Carbon Nanomaterials Applied in Cementitious Composites- A focus on mechanical properties and dispersion techniques

Abstract

Cementitious composites are integral to civil engineering applications, yet they are subject to limitations such as nanoscale cracking. To address these challenges, this doctoral research investigates the use of Graphene Nanoplatelets (GNPs), a cost-effective nanomaterial with a large surface area that has shown promise in improving hydration, reducing porosity, and mitigating cracking in cementitious systems. The effective dispersion of GNPs, often hindered by strong internal forces, was achieved through a unique dual-method approach involving both mechanical (sonication) and chemical (Superplasticizer, SP) means.

To rigorously evaluate the optimal conditions for GNP dispersion and subsequent impact on mechanical properties, an exhaustive testing regimen was implemented. GNPs were initially dispersed in water through sonication and the use of Superplasticizer (SP), with the quality of dispersion subsequently assessed via UV-Visible spectrometry. Various concentrations of GNPs and SP were then incorporated into cementitious composites. Mechanical tests were conducted to assess the composite's performance, followed by advanced characterization techniques, such as Scanning Electron Microscopy (SEM) and Dynamic Light Scattering (DLS), to examine the dispersion quality within the cementitious matrix.

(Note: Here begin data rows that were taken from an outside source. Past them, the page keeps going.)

PR #183, opened 2022-05-12
WIP: Support for miscellaneous tables #2

frankenjoe:
Alternative implementation to #179 

What is not so nice about #179 is the different interfacing for `Table` and `Misc`. This is an alternative proposal that tries to make `Misc` more `Table`-like. It also has the advantage that we get support for schemes for free. Probably the most tricky part will be  how to maximize the code shared between `Misc` and `Table`. Currently not all methods of `Misc` will work properly as they still expect a filewise or segmented index, so the following example only demonstrates the basic `get()` and `set()` methods:

### Example

```python
  [
    ('a', 0),
    ('b', 1),
    ('c', 2),
  ],
  names=['idx1', 'idx2'],
)

db.schemes['gender'] = audformat.Scheme(labels=['female', 'male'])
db['misc']['column'] = audformat.Column(scheme_id='gender')
db['misc']['column'].set(['male', 'female', 'male'])
db
```
```
name: unittest
source: internal
usage: unrestricted
languages: [deu, eng]
schemes:
  gender:
    dtype: str
    labels: [female, male]
misc_tables:
  misc:
    columns:
      column: {scheme_id: gender}
    levels: [idx1, idx2]
```

Access data:

```python
db['misc'].get()
```
```
idx1 idx2        
a    0       male
b    1     female
c    2       male
```

Save and load:

```python
db.save('db')
db = audformat.Database.load('db')
db['misc'].get()
```
```
idx1 idx2        
a    0       male
b    1     female
c    2       male
```

Check for valid ID:

```python
db['misc'] = audformat.Table()
```
```
There is already a miscellaneous table with ID 'misc'.
```


hagenw:
I haven't looked at your implementation, but this is exactly what I had hoped for. You get an object that basically behaves like a table, but has no restrictions on the index.

The name `Misc` is maybe a little bit too generic now. I would still prefer a single word instead of `MiscTable`, and would propose one of the following:

* `audformat.Record` + `db.records`
* `audformat.Entry` + `db.entries`
* `audformat.Data` + `db.data`
* `audformat.Bag` + `db.bags`

frankenjoe:
> The name `Misc` is maybe a little bit too generic now. I would still prefer a single word instead of `MiscTable`, and would propose one of the following:
> 
>     * `audformat.Record` + `db.records`
> 
>     * `audformat.Entry` + `db.entries`
> 
>     * `audformat.Data` + `db.data`
> 
>     * `audformat.Bag` + `db.bags`

I agree that `Misc` is too generic, but I think also holds for your suggestions :) I guess it will be hard to find a intuitive name without `Table` in the class name.  So far I would still prefer `MiscTable` at the moment.

hagenw:
> > The name `Misc` is maybe a little bit too generic now. I would still prefer a single word instead of `MiscTable`, and would propose one of the following:
> > ```
> > * `audformat.Record` + `db.records`
> > 
> > * `audformat.Entry` + `db.entries`
> > 
> > * `audformat.Data` + `db.data`
> > 
> > * `audformat.Bag` + `db.bags`
> > ```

This research has identified an optimal GNP concentration of 0.046 wt%, rigorously verified through a suite of experimental tests to significantly enhance the mechanical properties of cementitious composites. Concurrently, an optimal SP concentration of 0.5 wt% was found to synergistically improve these properties. Uniquely, this study also delves into the often-overlooked aspect of the shelf life of GNPs in cementitious composites, providing a novel industry-relevant metric to evaluate the quality of dispersion over time. Poor dispersion quality has been shown to negate the beneficial effects of GNPs, underlining the importance of this component of the study.

In summary, this doctoral research makes substantive contributions to the fields of materials science and civil engineering by offering rigorously-tested, practical solutions to age-old challenges in cementitious composites. Its findings have far-reaching implications for both academic research and industrial applications, serving as a cornerstone for future work in nano-enhanced construction materials.